(Stored items)

PR #1159, opened 2023-09-15
FBS: normalize FBS types

jmillan:
Use aliases for Message, Request and Notification bodies.

Needed for Rust[*], plus the resulting type names are much more convenient, which remove the redundant 'FBS_' prefix.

→ What the task requires
Repeat the entries. Keep each one exactly as written.

→ Result for this task
PR #1159, opened 2023-09-15
FBS: normalize FBS types

jmillan:
Use aliases for Message, Request and Notification bodies.

Needed for Rust[*], plus the resulting type names are much more convenient, which remove the redundant 'FBS_' prefix.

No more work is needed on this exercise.